Source material START

PR #7994, opened 2026-07-24
fix(autogen-ext): skip LangChain callback-manager (run_manager) when inferring tool args schema

### LINKED ISSUE #6385: LangChainToolAdapter: GoogleDriveSearchTool
### What happened?

**Describe the bug**
The pytdantic-core schema seems to be failing with tools like GoogleDriveSearchTool. What am I missing here?

```
pydantic==2.10.6
pydantic-settings==2.8.1
pydantic_core==2.27.2
langchain==0.3.24
langchain-aws==0.2.18
langchain-community==0.3.22
langchain-core==0.3.55
langchain-experimental==0.3.4
langchain-text-splitters==0.3.8
autogen-agentchat==0.4.9.2
autogen-core==0.5.4
autogen-ext==0.5.4

```

```
ERROR:root:An error occurred: Unable to generate pydantic-core schema for <class 'langchain_core.callbacks.manager.CallbackManagerForToolRun'>. Set `arbitrary_types_allowed=True` in the model_config to ignore this error or implement `__get_pydantic_core_schema__` on your type to fully support it.

If you got this error by calling handler(<some type>) within `__get_pydantic_core_schema__` then you likely need to call `handler.generate_schema(<some type>)` since we do not call `__get_pydantic_core_schema__` on `<some type>` otherwise to avoid infinite recursion.

For further information visit https://errors.pydantic.dev/2.11/u/schema-for-unknown-type
  File "tests/tool_langchain.py", line 112, in <module>
    asyncio.run(main())
  File "/usr/lib/python3.12/asyncio/runners.py", line 194, in run
    return runner.run(main)
           ^^^^^^^^^^^^^^^^
  File "/usr/lib/python3.12/asyncio/runners.py", line 118, in run
    return self._loop.run_until_complete(task)
           ^^^^^^^^^^^^^^^^^^^^^^^^^^^^^^^^^^^
  File "/usr/lib/python3.12/asyncio/base_events.py", line 687, in run_until_complete
    return future.result()
           ^^^^^^^^^^^^^^^
  File "tests/tool_langchain.py", line 80, in main
    autogen_tool = LangChainToolAdapter(drive_tool)
                   ^^^^^^^^^^^^^^^^^^^^^^^^^^^^^^^^
  File "venv/lib/python3.12/site-packages/autogen_ext/tools/langchain/_langchain_adapter.py", line 175, in __init__
    args_type = create_model(f"{name}Args", **fields)  # type: ignore
                ^^^^^^^^^^^^^^^^^^^^^^^^^^^^^^^^^^^^^
  File "venv/lib/python3.12/site-packages/pydantic/main.py", line 1772, in create_model
    return meta(
           ^^^^^
  File "venv/lib/python3.12/site-packages/pydantic/_internal/_model_construction.py", line 237, in __new__
    complete_model_class(
  File "venv/lib/python3.12/site-packages/pydantic/_internal/_model_construction.py", line 597, in complete_model_class
    schema = gen_schema.generate_schema(cls)
             ^^^^^^^^^^^^^^^^^^^^^^^^^^^^^^^
  File "venv/lib/python3.12/site-packages/pydantic/_internal/_generate_schema.py", line 706, in generate_schema
    schema = self._generate_schema_inner(obj)
             ^^^^^^^^^^^^^^^^^^^^^^^^^^^^^^^^
  File "venv/lib/python3.12/site-packages/pydantic/_internal/_generate_schema.py", line 984, in _generate_schema_inner
    return self._model_schema(obj)
           ^^^^^^^^^^^^^^^^^^^^^^^
  File "venv/lib/python3.12/site-packages/pydantic/_internal/_generate_schema.py", line 817, in _model_schema
    {k: self._generate_md_field_schema(k, v, decorators) for k, v in fields.items()},
        ^^^^^^^^^^^^^^^^^^^^^^^^^^^^^^^^^^^^^^^^^^^^^^^^
  File "venv/lib/python3.12/site-packages/pydantic/_internal/_generate_schema.py", line 1186, in _generate_md_field_schema
    common_field = self._common_field_schema(name, field_info, decorators)
                   ^^^^^^^^^^^^^^^^^^^^^^^^^^^^^^^^^^^^^^^^^^^^^^^^^^^^^^^
  File "venv/lib/python3.12/site-packages/pydantic/_internal/_generate_schema.py", line 1352, in _common_field_schema
    schema = self._apply_annotations(
             ^^^^^^^^^^^^^^^^^^^^^^^^
  File "venv/lib/python3.12/site-packages/pydantic/_internal/_generate_schema.py", line 2264, in _apply_annotations
    schema = get_inner_schema(source_type)
             ^^^^^^^^^^^^^^^^^^^^^^^^^^^^^
  File "venv/lib/python3.12/site-packages/pydantic/_internal/_schema_generation_shared.py", line 83, in __call__
    schema = self._handler(source_type)
             ^^^^^^^^^^^^^^^^^^^^^^^^^^
  File "venv/lib/python3.12/site-packages/pydantic/_internal/_generate_schema.py", line 2246, in inner_handler
    schema = self._generate_schema_inner(obj)
             ^^^^^^^^^^^^^^^^^^^^^^^^^^^^^^^^
  File "venv/lib/python3.12/site-packages/pydantic/_internal/_generate_schema.py", line 989, in _generate_schema_inner
    return self.match_type(obj)
           ^^^^^^^^^^^^^^^^^^^^
  File "venv/lib/python3.12/site-packages/pydantic/_internal/_generate_schema.py", line 1103, in match_type
    return self._match_generic_type(obj, origin)
           ^^^^^^^^^^^^^^^^^^^^^^^^^^^^^^^^^^^^^
  File "venv/lib/python3.12/site-packages/pydantic/_internal/_generate_schema.py", line 1126, in _match_generic_type
    return self._union_schema(obj)
           ^^^^^^^^^^^^^^^^^^^^^^^
  File "venv/lib/python3.12/site-packages/pydantic/_internal/_generate_schema.py", line 1414, in _union_schema
    choices.append(self.generate_schema(arg))
                   ^^^^^^^^^^^^^^^^^^^^^^^^^
  File "venv/lib/python3.12/site-packages/pydantic/_internal/_generate_schema.py", line 706, in generate_schema
    schema = self._generate_schema_inner(obj)
             ^^^^^^^^^^^^^^^^^^^^^^^^^^^^^^^^
  File "venv/lib/python3.12/site-packages/pydantic/_internal/_generate_schema.py", line 989, in _generate_schema_inner
    return self.match_type(obj)
           ^^^^^^^^^^^^^^^^^^^^
  File "venv/lib/python3.12/site-packages/pydantic/_internal/_generate_schema.py", line 1107, in match_type
    return self._unknown_type_schema(obj)
           ^^^^^^^^^^^^^^^^^^^^^^^^^^^^^^
  File "venv/lib/python3.12/site-packages/pydantic/_internal/_generate_schema.py", line 634, in _unknown_type_schema
    raise PydanticSchemaGenerationError(
pydantic.errors.PydanticSchemaGenerationError: Unable to generate pydantic-core schema for <class 'langchain_core.callbacks.manager.CallbackManagerForToolRun'>. Set `arbitrary_types_allowed=True` in the model_config to ignore this error or implement `__get_pydantic_core_schema__` on your type to fully support it.

If you got this error by calling handler(<some type>) within `__get_pydantic_core_schema__` then you likely need to call `handler.generate_schema(<some type>)` since we do not call `__get_pydantic_core_schema__` on `<some type>` otherwise to avoid infinite recursion.

For further information visit https://errors.pydantic.dev/2.11/u/schema-for-unknown-type
```

**To Reproduce**
```python
import asyncio
import os
from autogen_ext.tools.langchain import LangChainToolAdapter
from google.oauth2 import service_account
from langchain_googledrive.tools.google_drive.tool import GoogleDriveSearchTool
from langchain_googledrive.utilities.google_drive import GoogleDriveAPIWrapper
import logging

async def main() -> None:
    # Step 1: Authenticate with service account
    SERVICE_ACCOUNT_FILE = "./service-account.json"
    SCOPES = ["https://www.googleapis.com/auth/drive.readonly"]

    try:
        credentials = service_account.Credentials.from_service_account_file(
            SERVICE_ACCOUNT_FILE, scopes=SCOPES
        )
        logging.info(f"Using service account: {credentials.service_account_email}")

        # Initialize Google Drive API wrapper
        folder_id = "root"
        drive_wrapper = GoogleDriveAPIWrapper(
            credentials=credentials,
            folder_id=folder_id,
            num_results=20,
            template="gdrive-query-in-folder",
            mode="documents-markdown"
        )
        
        # Create the Google Drive search tool
        drive_tool = GoogleDriveSearchTool(api_wrapper=drive_wrapper)

        print(drive_tool.invoke("my_docs"))
        
        # # Wrap the LangChain tool with Autogen adapter
        autogen_tool = LangChainToolAdapter(drive_tool)
        
        # Initialize the model client
            model="gpt-4",
            api_key=os.getenv("OPENAI_API_KEY"),
            model_config={"arbitrary_types_allowed": True}
        )
        
        # Create the assistant agent with the Google Drive tool
        agent = AssistantAgent(
            "assistant",
            tools=[autogen_tool],
            model_client=model_client,
            system_message="You can search for files in Google Drive using the provided tool."
        )
        
        await Console(
            agent.on_messages_stream(
                [TextMessage(content="Tell me about the user", source="user")],
                CancellationToken()
            )
        )

    except Exception as e:
        logging.error(f"An error occurred: {str(e)}")
        raise

if __name__ == "__main__":
    logging.info("Starting Google Drive search tool")
    asyncio.run(main())
    logging.info("Done")
```
**Expected behavior**

**Screenshots**

**Additional context**

### AutoGen library version.

Python 0.5.4

### Other library version.

_No response_

### Model used

gpt-4

### Model provider

OpenAI

### Other model provider

_No response_

### Python version

3.12

### .NET version

None

### Operating system

Ubuntu

godququ5-code:
## Summary
Fixes #6385.

`LangChainToolAdapter` inferred a pydantic args model from the callable's signature when a tool provided no `args_schema`. LangChain injects a `run_manager` (`CallbackManagerForToolRun` / its async variant) into a tool's `_run`/`_arun`, and pydantic cannot generate a schema for that type, so constructing the adapter raised `Unable to generate pydantic-core schema for ...CallbackManagerForToolRun` (e.g. `GoogleDriveSearchTool`).

- In `_langchain_adapter.py`, when inferring fields, skip parameters whose annotation resolves to a LangChain callback-manager type. Detection unwraps `Optional[...]`/`Union[...]` and also falls back to the conventional `run_manager` parameter name for unresolvable (string) annotations (the module uses `from __future__ import annotations`).
- The adapter never passed a callback manager to the underlying tool, so omitting `run_manager` from the schema is correct — the tool still runs without it (it defaults to `None`).
- Adds a regression test (`test_langchain_tool_adapter_skips_run_manager`) using a tool without an explicit `args_schema`.

## Test plan
- `pytest python/packages/autogen-ext/tests/tools/test_langchain_tools.py` — passes (2 tests).

### DIFF
--- a/python/packages/autogen-ext/src/autogen_ext/tools/langchain/_langchain_adapter.py
+++ b/python/packages/autogen-ext/src/autogen_ext/tools/langchain/_langchain_adapter.py
@@ -208,15 +208,19 @@ class LangChainToolAdapter(BaseTool[BaseModel, Any]):
                     inspect.Parameter.VAR_KEYWORD,
                 ):
                     continue
-                # LangChain injects a ``run_manager``
-                # (CallbackManagerForToolRun / its async variant) into a tool's
-                # ``_run``/``_arun`` at run time. It is not a user-facing
-                # argument and pydantic cannot build a schema for it, so skip
-                # it. We detect it by annotation when resolvable and, as a
-                # fallback for unresolvable (string) annotations, by the
-                # conventional parameter name.
+                # LangChain injects runtime-only callback arguments into a
+                # tool's ``_run``/``_arun`` that are not user-facing and cannot
+                # be represented in a pydantic schema. LangChain itself excludes
+                # these via ``FILTERED_ARGS = ("run_manager", "callbacks")``:
+                #   * ``run_manager`` (CallbackManagerForToolRun / its async
+                #     variant) — detected by annotation when resolvable, and as
+                #     a fallback for unresolvable (string) annotations, by the
+                #     conventional parameter name.
+                #   * ``callbacks`` (a ``Callbacks`` sequence of handlers) —
+                #     ``_is_callback_manager_annotation`` does not match it, so
+                #     it must be filtered by name.
                 annotation = type_hints.get(k, v.annotation)
-                if _is_callback_manager_annotation(annotation) or k == "run_manager":
+                if _is_callback_manager_annotation(annotation) or k in ("run_manager", "callbacks"):
                     continue
                 fields[k] = (annotation, Field(...))
             args_type = create_model(f"{name}Args", **fields)  # type: ignore
--- a/python/packages/autogen-ext/src/autogen_ext/tools/langchain/_langchain_adapter.py
+++ b/python/packages/autogen-ext/src/autogen_ext/tools/langchain/_langchain_adapter.py
@@ -219,6 +219,13 @@ class LangChainToolAdapter(BaseTool[BaseModel, Any]):
                 #   * ``callbacks`` (a ``Callbacks`` sequence of handlers) —
                 #     ``_is_callback_manager_annotation`` does not match it, so
                 #     it must be filtered by name.
+                # ``get_type_hints`` resolves annotations to real types when it
+                # can, but this module uses ``from __future__ import annotations``,
+                # so annotations arrive as strings and ``get_type_hints`` can fail
+                # (e.g. for a locally-defined tool), leaving a string annotation
+                # that ``_is_callback_manager_annotation``'s ``issubclass`` check
+                # cannot match. The ``run_manager``/``callbacks`` name check is a
+                # deliberate fallback for exactly that case.
                 annotation = type_hints.get(k, v.annotation)
                 if _is_callback_manager_annotation(annotation) or k in ("run_manager", "callbacks"):
                     continue
--- a/python/packages/autogen-ext/src/autogen_ext/tools/langchain/_langchain_adapter.py
+++ b/python/packages/autogen-ext/src/autogen_ext/tools/langchain/_langchain_adapter.py
@@ -2,7 +2,8 @@ from __future__ import annotations
 
 import asyncio
 import inspect
-from typing import TYPE_CHECKING, Any, Callable, Dict, Type, cast
+import types
+from typing import TYPE_CHECKING, Any, Callable, Dict, Type, Union, cast, get_args, get_origin, get_type_hints
 
 from autogen_core import CancellationToken
 from autogen_core.tools import BaseTool
@@ -10,6 +11,32 @@ from pydantic import BaseModel, Field, create_model
 
 if TYPE_CHECKING:
     from langchain_core.tools import BaseTool as LangChainTool
+
+
+def _is_callback_manager_annotation(annotation: Any) -> bool:
+    """Whether *annotation* is a LangChain callback-manager type.
+
+    LangChain injects a ``run_manager`` (``CallbackManagerForToolRun`` or
+    ``AsyncCallbackManagerForToolRun``) into a tool's ``_run``/``_arun``. It is
+    not a real tool input and pydantic cannot generate a schema for it. Unwrap
+    ``Optional[...]`` / ``Union[...]`` so both the bare type and
+    ``Optional[CallbackManagerForToolRun]`` are detected.
+    """
+    if annotation is None or annotation is inspect.Parameter.empty:
+        return False
+    origin = get_origin(annotation)
+    if origin is Union or (hasattr(types, "UnionType") and origin is types.UnionType):
+        return any(_is_callback_manager_annotation(arg) for arg in get_args(annotation))
+    try:
+        from langchain_core.callbacks.manager import (
+            AsyncCallbackManagerForToolRun,
+            CallbackManagerForToolRun,
+        )
+    except ImportError:
+        return False
+    return isinstance(annotation, type) and issubclass(
+        annotation, (CallbackManagerForToolRun, AsyncCallbackManagerForToolRun)
+    )
 
 
 class LangChainToolAdapter(BaseTool[BaseModel, Any]):
@@ -165,12 +192,33 @@ class LangChainToolAdapter(BaseTool[BaseModel, Any]):
             args_type = self._langchain_tool.args_schema  # pyright: ignore
         else:
             # Infer args_type from the callable's signature
-            sig = inspect.signature(cast(Callable[..., Any], self._callable))  # type: ignore
-            fields = {
-                k: (v.annotation, Field(...))
-                for k, v in sig.parameters.items()
-                if k != "self" and v.kind not in (inspect.Parameter.VAR_POSITIONAL, inspect.Parameter.VAR_KEYWORD)
-            }
+            callable_ = cast(Callable[..., Any], self._callable)  # type: ignore
+            sig = inspect.signature(callable_)
+            # Resolve annotations (they may be strings under
+            # ``from __future__ import annotations``) so we can recognize
+            # callback-manager-typed parameters.
+            try:
+                type_hints = get_type_hints(callable_)
+            except Exception:
+                type_hints = {}
+            fields = {}
+            for k, v in sig.parameters.items():
+                if k == "self" or v.kind in (
+                    inspect.Parameter.VAR_POSITIONAL,
+                    inspect.Parameter.VAR_KEYWORD,
+                ):
+                    continue
+                # LangChain injects a ``run_manager``
+                # (CallbackManagerForToolRun / its async variant) into a tool's
+                # ``_run``/``_arun`` at run time. It is not a user-facing
+                # argument and pydantic cannot build a schema for it, so skip
+                # it. We detect it by annotation when resolvable and, as a
+                # fallback for unresolvable (string) annotations, by the
+                # conventional parameter name.
+                annotation = type_hints.get(k, v.annotation)
+                if _is_callback_manager_annotation(annotation) or k == "run_manager":
+                    continue
+                fields[k] = (annotation, Field(...))
             args_type = create_model(f"{name}Args", **fields)  # type: ignore
             # Note: type ignore is used due to a LangChain typing limitation
 
--- a/python/packages/autogen-ext/tests/tools/test_langchain_tools.py
+++ b/python/packages/autogen-ext/tests/tools/test_langchain_tools.py
@@ -5,6 +5,7 @@ import pytest
 from autogen_core import CancellationToken
 from autogen_core.tools import Tool
 from autogen_ext.tools.langchain import LangChainToolAdapter  # type: ignore
+from langchain_core.callbacks import Callbacks
 from langchain_core.callbacks.manager import AsyncCallbackManagerForToolRun, CallbackManagerForToolRun
 from langchain_core.tools import BaseTool as LangChainTool
 from langchain_core.tools import tool  # pyright: ignore
@@ -129,8 +130,45 @@ async def test_langchain_tool_adapter_skips_run_manager() -> None:
 
     schema = adapter.schema
     assert schema["name"] == "NoSchema"
+    assert "parameters" in schema
+    assert "properties" in schema["parameters"]
     props = schema["parameters"]["properties"]
     assert set(props.keys()) == {"a", "b"}
+    assert "required" in schema["parameters"]
+    assert set(schema["parameters"]["required"]) == {"a", "b"}
+
+    result = await adapter.run_json({"a": 2, "b": 3}, CancellationToken())
+    assert result == 5
+
+
+class NoSchemaCallbacksTool(LangChainTool):
+    name: str = "NoSchemaCallbacks"
+    description: str = "a tool without an explicit args schema that also accepts callbacks"
+
+    def _run(self, a: int, b: int, callbacks: Callbacks = None) -> int:
+        return a + b
+
+    async def _arun(self, a: int, b: int, callbacks: Callbacks = None) -> int:
+        return a + b
+
+
+@pytest.mark.asyncio
+async def test_langchain_tool_adapter_skips_callbacks() -> None:
+    # In addition to ``run_manager``, LangChain also reserves ``callbacks`` (a
+    # ``Callbacks`` sequence of handlers) as a runtime-only argument -- it is in
+    # LangChain's ``FILTERED_ARGS``. Its annotation is not matched by
+    # ``_is_callback_manager_annotation``, so the adapter must skip it by name;
+    # otherwise inferring the args schema raises PydanticSchemaGenerationError.
+    tool = NoSchemaCallbacksTool()
+    adapter = LangChainToolAdapter(tool)  # type: ignore
+
+    schema = adapter.schema
+    assert schema["name"] == "NoSchemaCallbacks"
+    assert "parameters" in schema
+    assert "properties" in schema["parameters"]
+    props = schema["parameters"]["properties"]
+    assert set(props.keys()) == {"a", "b"}
+    assert "required" in schema["parameters"]
     assert set(schema["parameters"]["required"]) == {"a", "b"}
 
     result = await adapter.run_json({"a": 2, "b": 3}, CancellationToken())
--- a/python/packages/autogen-ext/tests/tools/test_langchain_tools.py
+++ b/python/packages/autogen-ext/tests/tools/test_langchain_tools.py
@@ -100,3 +100,38 @@ async def test_langchain_tool_adapter(caplog: pytest.LogCaptureFixture) -> None:
     # Test run method for CustomCalculatorTool
     custom_result = await custom_adapter.run_json({"a": 3, "b": 4}, CancellationToken())
     assert custom_result == 12
+
+
+class NoSchemaTool(LangChainTool):
+    name: str = "NoSchema"
+    description: str = "a tool without an explicit args schema"
+
+    def _run(self, a: int, b: int, run_manager: Optional[CallbackManagerForToolRun] = None) -> int:
+        return a + b
+
+    async def _arun(
+        self,
+        a: int,
+        b: int,
+        run_manager: Optional[AsyncCallbackManagerForToolRun] = None,
+    ) -> int:
+        return a + b
+
+
+@pytest.mark.asyncio
+async def test_langchain_tool_adapter_skips_run_manager() -> None:
+    # Tools without an explicit args_schema get their args inferred from the
+    # callable's signature. LangChain injects a ``run_manager`` into ``_run``
+    # which is not a user-facing input and cannot be turned into a pydantic
+    # schema; the adapter must skip it (see #6385).
+    tool = NoSchemaTool()
+    adapter = LangChainToolAdapter(tool)  # type: ignore
+
+    schema = adapter.schema
+    assert schema["name"] == "NoSchema"
+    props = schema["parameters"]["properties"]
+    assert set(props.keys()) == {"a", "b"}
+    assert set(schema["parameters"]["required"]) == {"a", "b"}
+
+    result = await adapter.run_json({"a": 2, "b": 3}, CancellationToken())
+    assert result == 5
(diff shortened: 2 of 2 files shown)


python/packages/autogen-ext/src/autogen_ext/tools/langchain/_langchain_adapter.py
```diff
@@ -165,12 +192,33 @@ def __init__(self, langchain_tool: LangChainTool):
...
+                    continue
+                # LangChain injects a ``run_manager``
+                # (CallbackManagerForToolRun / its async variant) into a tool's
+                # ``_run``/``_arun`` at run time. It is not a user-facing
+                # argument and pydantic cannot build a schema for it, so skip
+                # it. We detect it by annotation when resolvable and, as a
+                # fallback for unresolvable (string) annotations, by the
+                # conventional parameter name.
+                annotation = type_hints.get(k, v.annotation)
+                if _is_callback_manager_annotation(annotation) or k == "run_manager":
```
gnanirahulnutakki: Could we filter `callbacks` by name here as well? The pinned `langchain-core` defines `FILTERED_ARGS = ("run_manager", "callbacks")`, and `Callbacks` is a sequence of callback handlers, so `_is_callback_manager_annotation` does not match it. I reproduced this with a no-schema tool whose `_run` accepts `callbacks: Callbacks = None`: constructing `LangChainToolAdapter` raises `PydanticSchemaGenerationError` for `BaseCallbackHandler`. Using `k in ("run_manager", "callbacks")` and extending this regression test to include `callbacks` fixes the crash; focused pytest, Pyright, mypy, and Ruff all pass.

python/packages/autogen-ext/tests/tools/test_langchain_tools.py
```diff
@@ -100,3 +100,38 @@ async def test_langchain_tool_adapter(caplog: pytest.LogCaptureFixture) -> None:
...
+    # Tools without an explicit args_schema get their args inferred from the
+    # callable's signature. LangChain injects a ``run_manager`` into ``_run``
+    # which is not a user-facing input and cannot be turned into a pydantic
+    # schema; the adapter must skip it (see #6385).
+    tool = NoSchemaTool()
+    adapter = LangChainToolAdapter(tool)  # type: ignore
+
+    schema = adapter.schema
+    assert schema["name"] == "NoSchema"
+    props = schema["parameters"]["properties"]
```
gnanirahulnutakki, line 170: Pyright reports three `reportTypedDictNotRequiredAccess` errors here because `parameters`, `properties`, and `required` are optional TypedDict keys. The earlier test in this file already uses the safe pattern: assert each key is present before indexing it. Adding `assert "parameters" in schema`, `assert "properties" in schema["parameters"]`, and `assert "required" in schema["parameters"]` makes targeted Pyright pass with 0 errors.

gnanirahulnutakki (commented):
Thanks for fixing this adapter failure. I reproduced the original path and found two follow-ups before the change is complete: LangChain also reserves `callbacks`, which still triggers the same schema-generation crash, and the new test needs presence guards for optional schema keys to pass Pyright. I included minimal fixes and focused validation results inline.

gnanirahulnutakki (commented):
Re-reviewed exact head `c1b1fc24cfb4`. Both findings are resolved: `callbacks` is filtered alongside `run_manager`, and the tests now guard optional TypedDict keys before indexing. The three focused tests, targeted Pyright, targeted mypy, and Ruff all pass locally.

ErenAta16 (commented):
Verified the detection logic against the cases it needs to cover, replicating the helper standalone:

```
bare CallbackManagerForToolRun          -> detected
Optional[CallbackManagerForToolRun]     -> detected
Union[AsyncCallbackManagerForToolRun, None] -> detected
int                                     -> not detected  (control)
Optional[int]                           -> not detected  (control)
inspect.Parameter.empty                 -> not detected
```

The `Union` unwrapping matters because `Optional[CallbackManagerForToolRun]` is how LangChain's own tool templates declare it, so handling only the bare type would have missed the common case. Covering `types.UnionType` alongside `typing.Union` also picks up `X | None` syntax, which is what a tool written on 3.10+ will use.

The name-based fallback is doing real work rather than being defensive padding, and it's worth spelling out why in case someone later reads it as redundant. This module has `from __future__ import annotations`, so annotations arrive as strings, and a string annotation can't be resolved by `issubclass`:

```
is_cb("Optional[CallbackManagerForToolRun]") -> False
```

That's precisely the situation the `run_manager` name check catches. Without it the type check would silently do nothing in exactly the module the fix targets, which would be a nasty way to have a "working" fix that isn't. Worth a brief comment saying the fallback exists because of the postponed-annotations import, since that link isn't obvious from the code alone.

Wrapping the `langchain_core.callbacks.manager` import in `try/except ImportError` is also right: this adapter is an optional extra, so the helper shouldn't hard-require the symbols to exist at import time.

Two small things:

The test tool declares `run_manager` on both `_run` and `_arun`. Worth confirming the fix path is exercised for the sync and async signatures separately, since `_arun` takes `AsyncCallbackManagerForToolRun` and a fix that only unwrapped the sync type would still pass a test that only checks the adapter constructs.

Since the reported failure is a hard exception at adapter-construction time (`Unable to generate pydantic-core schema for ...CallbackManagerForToolRun`), it'd be worth asserting the inferred schema *doesn't contain* `run_manager` in addition to asserting construction succeeds. Constructing successfully proves the crash is gone; asserting the field is absent proves it was excluded rather than coerced into something the model would then be asked to supply.

python/packages/autogen-ext/tests/tools/test_langchain_tools.py
```diff
@@ -100,3 +101,116 @@ async def test_langchain_tool_adapter(caplog: pytest.LogCaptureFixture) -> None:
...
+    name: str = "NoSchemaAsyncManager"
+    description: str = "a tool whose sync _run is annotated with the async callback manager type"
+
+    def _run(
+        self, a: int, b: int, run_manager: Optional[AsyncCallbackManagerForToolRun] = None
+    ) -> int:
+        return a + b
+
+    async def _arun(
+        self, a: int, b: int, run_manager: Optional[AsyncCallbackManagerForToolRun] = None
```
gnanirahulnutakki: The repository-pinned formatter still fails on exact head `315e4f04`: `uv run --frozen ruff format --check packages/autogen-ext/tests/tools/test_langchain_tools.py` reports this file would be reformatted and collapses both new `_run`/`_arun` signatures onto one line. Please run the pinned formatter before CI. The 4 focused tests, targeted Pyright and mypy, and Ruff lint otherwise pass locally.

godququ5-code:
Fixed the pinned Ruff formatting issue in test_langchain_tools.py. The callback-manager filtering logic and sync/async regression coverage are unchanged. Targeted tests and type checks pass locally.

gnanirahulnutakki (approved):
Re-verified exact head `7b5e64de`. The incremental delta only applies the repository-pinned formatting: `ruff format --check` and Ruff lint now pass, all 4 focused adapter tests pass, Pyright reports 0 errors, and mypy reports no issues in the adapter and its test. The callback-manager filtering logic and sync/async regression coverage are unchanged from the previously verified head, so the formatter finding is resolved.

ErenAta16:
Formatting fix noted, and good that the detection logic and the sync/async coverage stayed untouched in that pass. My earlier review points still stand as written; nothing in a Ruff-only commit changes them.

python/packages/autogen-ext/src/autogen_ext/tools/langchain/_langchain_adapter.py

Source material END

--- What the exercise asks ---
Only lines with the word "arrive" go in the answer. Take them all from the entries above.

--- Answer space ---
+                # so annotations arrive as strings and ``get_type_hints`` can fail
The name-based fallback is doing real work rather than being defensive padding, and it's worth spelling out why in case someone later reads it as redundant. This module has `from __future__ import annotations`, so annotations arrive as strings, and a string annotation can't be resolved by `issubclass`:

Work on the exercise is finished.